During the production of the album The Beatles (1968), also known as the White Album , the Beatles faced recording sessions filled with tension between band members, and the exhausting environment reached the technical team with the departure of Geoff Emerick , the band's sound engineer.
Emerick worked with the Liverpool quartet on Revolver (1968), Sgt. Pepper's Lonely Hearts Club Band (1967), singles like "Paperback Writer" and returning on Abbey Road (1969), but it was on the White Album that he decided to leave the band.
In chaotic recording sessions, it was difficult for Geoff Emerick to manage what everyone was working on and wanted to record. The engineer would go to one room to watch Paul McCartney play and record " Martha My Dear ," then go to another room to see something completely different where John Lennon was testing various sounds on the experimental " Revolution 9. "
It was during Lennon's " Cry Baby Cry " that the guitarist went so far as to belittle Emerick, causing him to quit working on the album and with the Beatles.

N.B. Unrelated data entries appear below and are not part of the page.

PR #846, opened 2019-03-17
CURRENT_USE_BASE_CONSTRUCTORS

grixa:
Hi @dkorolev, CC @mzhurovich 

I added new macro `CURRENT_USE_BASE_CONSTRUCTORS` to fix that `using SUPER::SUPER` problem we had discussed before. It works on both Windows and Linux, although I have several concerns:
* Naming, as usual. `CURRENT_EXPOSE_BASE_CONSTRUCTORS` or `CURRENT_FORWARD_BASE_CONSTRUCTORS` might be better.
* I'm not sure why `CURRENT_STRUCT` and `CURRENT_STRUCT_T` use different names for similar entities: `CSSH_##s` and `CURRENT_STRUCT_T_SUPER_HELPER_##s`. If there is no special meaning behind this difference, we could make them equal and get rid of the second `CURRENT_USE_T_BASE_CONSTRUCTORS`

I also fixed `CURRENT_EXTRACT_T_SUBTYPE`, cause it didn't work when being used multiple times.

### DIFF
--- a/typesystem/struct.h
+++ b/typesystem/struct.h
@@ -440,19 +440,33 @@ struct CurrentStructFieldsConsistency<T, 0u> {
   constexpr static const char* CURRENT_EXPORTED_STRUCT_NAME() { return #original_struct_name "_Z"; } \
   using template_inner_t_internal = std::true_type;                                                  \
   using template_inner_t_impl = original_template_inner_type
+
+#define CURRENT_USE_BASE_CONSTRUCTORS(s)                                                                        \
+  using CRNT_super_t =                                                                                          \
+      typename std::conditional<std::is_same<INSTANTIATION_TYPE, ::crnt::r::DF>::value, SUPER, CSSH_##s>::type; \
+  using CRNT_super_t::CRNT_super_t
+
+#define CURRENT_USE_T_BASE_CONSTRUCTORS(s)                                                               \
+  using CRNT_super_t = typename std::conditional<std::is_same<INSTANTIATION_TYPE, ::crnt::r::DF>::value, \
+                                                 SUPER,                                                  \
+                                                 CURRENT_STRUCT_T_SUPER_HELPER_##s>::type;               \
+  using CRNT_super_t::CRNT_super_t
 #else
 // I sure hope this is how it should be. -- D.K.
 #define CURRENT_EXPORTED_TEMPLATED_STRUCT(original_struct_name, original_template_inner_type)        \
   constexpr static const char* CURRENT_EXPORTED_STRUCT_NAME() { return #original_struct_name "_Z"; } \
   using template_inner_t = original_template_inner_type
+
+#define CURRENT_USE_BASE_CONSTRUCTORS(s) using SUPER::SUPER
+#define CURRENT_USE_T_BASE_CONSTRUCTORS(s) using SUPER::SUPER
 #endif
 
-#define CURRENT_EXTRACT_T_SUBTYPE(subtype, exported_subtype)             \
-  struct CRNT_##exported_subtype_##_helper_t { using subtype = int; };   \
-  using exported_subtype =                                               \
-    typename std::conditional<std::is_same<T, ::crnt::r::DummyT>::value, \
-                              CRNT_##exported_subtype_##_helper_t,       \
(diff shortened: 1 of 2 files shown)


typesystem/struct.h
```diff
@@ -440,19 +440,33 @@ struct CurrentStructFieldsConsistency<T, 0u> {
...
+
+#define CURRENT_USE_BASE_CONSTRUCTORS(s)                                                                        \
+  using CRNT_super_t =                                                                                          \
+      typename std::conditional<std::is_same<INSTANTIATION_TYPE, ::crnt::r::DF>::value, SUPER, CSSH_##s>::type; \
+  using CRNT_super_t::CRNT_super_t
+
+#define CURRENT_USE_T_BASE_CONSTRUCTORS(s)                                                               \
+  using CRNT_super_t = typename std::conditional<std::is_same<INSTANTIATION_TYPE, ::crnt::r::DF>::value, \
+                                                 SUPER,                                                  \
+                                                 CURRENT_STRUCT_T_SUPER_HELPER_##s>::type;               \
```
dkorolev, line 456: :+1:

typesystem/struct.h
```diff
@@ -440,19 +440,33 @@ struct CurrentStructFieldsConsistency<T, 0u> {
...
+  using CRNT_super_t::CRNT_super_t
 #else
 // I sure hope this is how it should be. -- D.K.
 #define CURRENT_EXPORTED_TEMPLATED_STRUCT(original_struct_name, original_template_inner_type)        \
   constexpr static const char* CURRENT_EXPORTED_STRUCT_NAME() { return #original_struct_name "_Z"; } \
   using template_inner_t = original_template_inner_type
+
+#define CURRENT_USE_BASE_CONSTRUCTORS(s) using SUPER::SUPER
```
dkorolev, line 466: A comment explaining why this "simple" solution doesn't work on other platforms may help.

dkorolev (approved):
Thanks @grixa, nicely done, and extra kudos for the tests!

dkorolev:
Also, @grixa, how do you feel about adding a one-parameter `CURRENT_EXTRACT_T_SUBTYPE(subtype)`?

So that instead of `CURRENT_EXTRACT_T_SUBTYPE(type_t, type_t);` one could just say `CURRENT_EXTRACT_T_SUBTYPE(type_t);`?

You would be the best person to make it happen since, unlike our CI machines, you have Visual Studio at hand ;-)

dkorolev:
And re. `CURRENT_STRUCT_T_SUPER_HELPER_##s` vs. `CSSH_##s` -- they are the artifacts remaining from the times we suffered from slow compilation times and larger compiler memory footprints, and thought that shorter symbol names could help. This is the reason behind both `CSSH_` instead of `CURRENT_STRUCT_SUPER_HELPER_` and behind `namespace ::crnt::r` as a shortcut for `namespace current::reflection`. I believe upon reworking the internals of the reflector this is no longer the issue (ah, memories, I was `objdump`-debugging those `.o`-s from Vancouver Island in Canada, that must was quite a few years ago!).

An article in the British magazine Far Out revealed what the sound engineer said upon leaving the recording studio and what the atmosphere was like during the recording sessions (via Far Out ):
“I lost interest in the White Album because they were really arguing amongst themselves and cursing each other. I said to George Martin , ‘Look, I’ve had enough. I want to leave. I don’t want to know anything more.’ George said, ‘Well, leave at the end of the week’ – I think it was a Monday or Tuesday – but I said, ‘No, I want to leave now, this very minute.’ And that was it.”
Geoff Emerick's departure didn't seem to affect how the band was playing. John Lennon, Paul McCartney, George Harrison , and Ringo Starr had just creatively drifted apart, and forcing them into the same room to play the same songs was as much creative torture for them as it had been for the engineer.
The White Album was indicative of the strain in the musical and personal relationship of the Liverpool quartet, which is reflected in a record that sounds more like individual solo albums by each member within a Beatles studio album.